Source data:
PR #752, opened 2016-09-29
Taxonomy select heirarchy

### LINKED ISSUE #751: Taxonomy_select support for hierarchical Taxonomy
Related to #640 but for taxonomy_select field type. I wanted a way to show the children of a parent taxonomy term in an <optgroup> element.

So, I modified CMB2_Type_Taxonomy_Select to accept a 'hierarchy' (boolean) option. When hierarchy is true it groups the terms by parent and produces options in optgroups, e.g.:

```
<optgroup label="Parent Term">
    <option value="{term_id}" {checked}>Term name</option>
    <option value="{term_id}" {checked}>Term name</option>
</optgroup>
```

Note that this only works for taxonomies with 2 levels. `<optgroups>` can't be nested so it's not clear how what you'd do it for deeper level taxonomies anyway. If you use it with taxonomies with more levels, you'll probably get optgroups without labels (I haven't tested it).

As part of the rendering, I added CMB2_Type_Multi_Base::select_optgroup which generates the html for an optgroup. So it would be a fairly simple matter to allow optgroups on other select fields as well.

I'll submit a pull request.

I'll be happy to add documentation, but I didn't see where to do it except in the Wiki and that doesn't seem to be in any branch so I didn't want to add it until the PR is accepted.

Also of note, there is an undocumented option for the taxonomy_select field: show_option_none. It appears to allow you to change the label for the None option.

bignall:
Fixes #751 .
-  Adds hierarchy (boolean) option to taxonomy_select field
-  When hierarchy is true, it groups the taxonomy terms by parent and produces the following for each parent term.

```
<optgroup label="Parent Term">
    <option value="{term_id}" {checked}>Term name</option>
    <option value="{term_id}" {checked}>Term name</option>
</optgroup>
```

### DIFF
--- a/includes/types/CMB2_Type_Multi_Base.php
+++ b/includes/types/CMB2_Type_Multi_Base.php
@@ -13,6 +13,17 @@
 abstract class CMB2_Type_Multi_Base extends CMB2_Type_Base {
 
 	/**
+	 * Generates html for an optgroup element
+	 * @param  array $args Arguments array containing: label (label for the option group), and options (html for the options elements)
+	 * @return string Generated optgroup element html
+	 */
+	public function select_option( $args = array() ) {
+		return sprintf( "\t" . '<optgroup label="%s">' . "\n", $label) . 
+			$options .
+			sprintf( "\n\t</optgroup>\n" );
+	}
+	
+	/**
 	 * Generates html for an option element
 	 * @since  1.1.0
 	 * @param  array  $args Arguments array containing value, label, and checked boolean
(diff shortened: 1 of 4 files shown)


tw2113:
Closing as I believe a very similar option was added in 2.2.5 https://github.com/CMB2/CMB2/releases/tag/v2.2.5

`New field types, 'taxonomy_radio_hierarchical', and 'taxonomy_multicheck_hierarchical', for displaying taxonomy options in a hierarchial layout. Props to eriktelepovsky for the working code.`

If those field types aren't quite what was proposed here and the issue remains, let us know.

PR #755, opened 2016-10-01
Stop using $pagenow global

ramiy:
Replace `global $pagenow` with `$screen = get_current_screen()`

### DIFF
--- a/includes/CMB2.php
+++ b/includes/CMB2.php
@@ -760,7 +760,7 @@ class CMB2 extends CMB2_Base {
 	 * @return integer $object_id Object ID
 	 */
 	public function object_id( $object_id = 0 ) {
-		global $pagenow;
+		$screen = get_current_screen();
 
 		if ( $object_id ) {
 			$this->object_id = $object_id;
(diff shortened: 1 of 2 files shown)


jtsternberg:
We cannot use get_current_screen as the context where these methods are used is not always going to be in the admin, or when that function is available.

ramiy:
Ok, lets use `get_current_screen()` on the back-end and `$pagenow` global on the front-end.

jtsternberg:
Can you state your justification for making the change?

ramiy:
Using globals is a bad practice.

WordPress core is replacing its globals (see https://core.trac.wordpress.org/ticket/37699). See changeset [38459](https://core.trac.wordpress.org/changeset/38459) and [38383](https://core.trac.wordpress.org/changeset/38383) for examples.

ramiy:
@bradp PR refreshed. Conflicts solved.

jtsternberg:
Thank you for updating. Unfortunately, https://github.com/CMB2/CMB2/pull/755#issuecomment-250936318 is still applicable and unresolved. Also, when cleaning up the merge conflicts, you removed some important elements (like the calls to `wp_unslash()`).

ramiy:
@jtsternberg Fixed.

tw2113:
@ramiy Do these account at all for people using CMB2 for frontend forms? That's part of Justin's original objections. The screen checking is very much an admin-area function, but CMB2 doesn't restrict to just there.

PR #763, opened 2016-10-06
Remove object_type default

### LINKED ISSUE #700: Term meta is saved but it doesn't appear in term edit screen later
I've run into a problem where the metadata is stored but It doesn't appear in term edit screen later.

``` php
    $oi_catalog = new_cmb2_box( array(
            'id' => $prefix . 'catalog_metabox',
            'title' => esc_attr__('Catalog settings'),
            'object_types' => array('term'),
            'taxonomies' => array('product_category'),
            'context' => 'normal',
            'priority' => 'high',
            'show_names' => true
        )
    );

    $oi_catalog_group_id = $oi_catalog->add_field( array(
            'id'          => '_cmb_catalog_repeat_group',
            'type'        => 'group',
            'options'     => array(
                'group_title'   => __( 'Banner {#}'),
                'add_button'    => __( 'Add banner'),
                'remove_button' => __( 'Remove banner'),
                'closed'    => false,
                'sortable' => false
            )
        )
    );

    $oi_catalog->add_group_field($oi_catalog_group_id, array(
            'name' => 'URL',
            'id'   => 'url',
            'type' => 'text_url'
        )
    );
```

Am I missing something? I'm running WP 4.5.3, CMB2 2.2.2.1

sbussetti:
Fixes #700.

Discussion: https://wordpress.org/support/topic/term-meta-is-saved-but-it-doesnt-appear-in-term-edit-screen-later/page/2/#post-8259773

So order matters here due to the caching pattern used in CMB2_

```
        public function object_type( $object_type = '' ) {
                if ( $object_type ) {
                        $this->object_type = $object_type;
                        return $this->object_type;
                }

                if ( $this->object_type ) {
                        return $this->object_type;
                }

                $this->object_type = $this->current_object_type();

                return $this->object_type;
        }
```

Which I think explains why different folks report different results.  Depending on the order things get initialized in, object_type could be set differently.

However, in the case where nothing else is setting object_type (this only happens during `render_form_open` and `render_form_close`), then in the above logic, current_object_type is _NEVER_ called, because $this->object_type is already defaulted to 'post'.

If you remove that default, everything works great!
-  Sets default `object_type` to null for CMB2_Base

### DIFF
--- a/includes/CMB2_Base.php
+++ b/includes/CMB2_Base.php
@@ -43,7 +43,7 @@ abstract class CMB2_Base {
 	 * @var   string
 	 * @since 2.2.3
 	 */
-	protected $object_type = 'post';
+	protected $object_type = '';
 
 	/**
 	 * Array of key => value data for saving. Likely $_POST data.


jtsternberg:
Many have reported as fixing issues with term meta not saving, so merging. Thank you for submitting.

Your instructions: With the records above in view, retype each one exactly.

Exercise output:
PR #752, opened 2016-09-29
Taxonomy select heirarchy

### LINKED ISSUE #751: Taxonomy_select support for hierarchical Taxonomy
Related to #640 but for taxonomy_select field type. I wanted a way to show the children of a parent taxonomy term in an <optgroup> element.

So, I modified CMB2_Type_Taxonomy_Select to accept a 'hierarchy' (boolean) option. When hierarchy is true it groups the terms by parent and produces options in optgroups, e.g.:

```
<optgroup label="Parent Term">
    <option value="{term_id}" {checked}>Term name</option>
    <option value="{term_id}" {checked}>Term name</option>
</optgroup>
```

Note that this only works for taxonomies with 2 levels. `<optgroups>` can't be nested so it's not clear how what you'd do it for deeper level taxonomies anyway. If you use it with taxonomies with more levels, you'll probably get optgroups without labels (I haven't tested it).

As part of the rendering, I added CMB2_Type_Multi_Base::select_optgroup which generates the html for an optgroup. So it would be a fairly simple matter to allow optgroups on other select fields as well.

I'll submit a pull request.

I'll be happy to add documentation, but I didn't see where to do it except in the Wiki and that doesn't seem to be in any branch so I didn't want to add it until the PR is accepted.

Also of note, there is an undocumented option for the taxonomy_select field: show_option_none. It appears to allow you to change the label for the None option.

bignall:
Fixes #751 .
-  Adds hierarchy (boolean) option to taxonomy_select field
-  When hierarchy is true, it groups the taxonomy terms by parent and produces the following for each parent term.

```
<optgroup label="Parent Term">
    <option value="{term_id}" {checked}>Term name</option>
    <option value="{term_id}" {checked}>Term name</option>
</optgroup>
```

### DIFF
--- a/includes/types/CMB2_Type_Multi_Base.php
+++ b/includes/types/CMB2_Type_Multi_Base.php
@@ -13,6 +13,17 @@
 abstract class CMB2_Type_Multi_Base extends CMB2_Type_Base {
 
 	/**
+	 * Generates html for an optgroup element
+	 * @param  array $args Arguments array containing: label (label for the option group), and options (html for the options elements)
+	 * @return string Generated optgroup element html
+	 */
+	public function select_option( $args = array() ) {
+		return sprintf( "\t" . '<optgroup label="%s">' . "\n", $label) . 
+			$options .
+			sprintf( "\n\t</optgroup>\n" );
+	}
+	
+	/**
 	 * Generates html for an option element
 	 * @since  1.1.0
 	 * @param  array  $args Arguments array containing value, label, and checked boolean
(diff shortened: 1 of 4 files shown)


tw2113:
Closing as I believe a very similar option was added in 2.2.5 https://github.com/CMB2/CMB2/releases/tag/v2.2.5

`New field types, 'taxonomy_radio_hierarchical', and 'taxonomy_multicheck_hierarchical', for displaying taxonomy options in a hierarchial layout. Props to eriktelepovsky for the working code.`

If those field types aren't quite what was proposed here and the issue remains, let us know.

PR #755, opened 2016-10-01
Stop using $pagenow global

ramiy:
Replace `global $pagenow` with `$screen = get_current_screen()`

### DIFF
--- a/includes/CMB2.php
+++ b/includes/CMB2.php
@@ -760,7 +760,7 @@ class CMB2 extends CMB2_Base {
 	 * @return integer $object_id Object ID
 	 */
 	public function object_id( $object_id = 0 ) {
-		global $pagenow;
+		$screen = get_current_screen();
 
 		if ( $object_id ) {
 			$this->object_id = $object_id;
(diff shortened: 1 of 2 files shown)


jtsternberg:
We cannot use get_current_screen as the context where these methods are used is not always going to be in the admin, or when that function is available.

ramiy:
Ok, lets use `get_current_screen()` on the back-end and `$pagenow` global on the front-end.

jtsternberg:
Can you state your justification for making the change?

ramiy:
Using globals is a bad practice.

WordPress core is replacing its globals (see https://core.trac.wordpress.org/ticket/37699). See changeset [38459](https://core.trac.wordpress.org/changeset/38459) and [38383](https://core.trac.wordpress.org/changeset/38383) for examples.

ramiy:
@bradp PR refreshed. Conflicts solved.

jtsternberg:
Thank you for updating. Unfortunately, https://github.com/CMB2/CMB2/pull/755#issuecomment-250936318 is still applicable and unresolved. Also, when cleaning up the merge conflicts, you removed some important elements (like the calls to `wp_unslash()`).

ramiy:
@jtsternberg Fixed.

tw2113:
@ramiy Do these account at all for people using CMB2 for frontend forms? That's part of Justin's original objections. The screen checking is very much an admin-area function, but CMB2 doesn't restrict to just there.

PR #763, opened 2016-10-06
Remove object_type default

### LINKED ISSUE #700: Term meta is saved but it doesn't appear in term edit screen later
I've run into a problem where the metadata is stored but It doesn't appear in term edit screen later.

``` php
    $oi_catalog = new_cmb2_box( array(
            'id' => $prefix . 'catalog_metabox',
            'title' => esc_attr__('Catalog settings'),
            'object_types' => array('term'),
            'taxonomies' => array('product_category'),
            'context' => 'normal',
            'priority' => 'high',
            'show_names' => true
        )
    );

    $oi_catalog_group_id = $oi_catalog->add_field( array(
            'id'          => '_cmb_catalog_repeat_group',
            'type'        => 'group',
            'options'     => array(
                'group_title'   => __( 'Banner {#}'),
                'add_button'    => __( 'Add banner'),
                'remove_button' => __( 'Remove banner'),
                'closed'    => false,
                'sortable' => false
            )
        )
    );

    $oi_catalog->add_group_field($oi_catalog_group_id, array(
            'name' => 'URL',
            'id'   => 'url',
            'type' => 'text_url'
        )
    );
```

Am I missing something? I'm running WP 4.5.3, CMB2 2.2.2.1

sbussetti:
Fixes #700.

Discussion: https://wordpress.org/support/topic/term-meta-is-saved-but-it-doesnt-appear-in-term-edit-screen-later/page/2/#post-8259773

So order matters here due to the caching pattern used in CMB2_

```
        public function object_type( $object_type = '' ) {
                if ( $object_type ) {
                        $this->object_type = $object_type;
                        return $this->object_type;
                }

                if ( $this->object_type ) {
                        return $this->object_type;
                }

                $this->object_type = $this->current_object_type();

                return $this->object_type;
        }
```

Which I think explains why different folks report different results.  Depending on the order things get initialized in, object_type could be set differently.

However, in the case where nothing else is setting object_type (this only happens during `render_form_open` and `render_form_close`), then in the above logic, current_object_type is _NEVER_ called, because $this->object_type is already defaulted to 'post'.

If you remove that default, everything works great!
-  Sets default `object_type` to null for CMB2_Base

### DIFF
--- a/includes/CMB2_Base.php
+++ b/includes/CMB2_Base.php
@@ -43,7 +43,7 @@ abstract class CMB2_Base {
 	 * @var   string
 	 * @since 2.2.3
 	 */
-	protected $object_type = 'post';
+	protected $object_type = '';
 
 	/**
 	 * Array of key => value data for saving. Likely $_POST data.


jtsternberg:
Many have reported as fixing issues with term meta not saving, so merging. Thank you for submitting.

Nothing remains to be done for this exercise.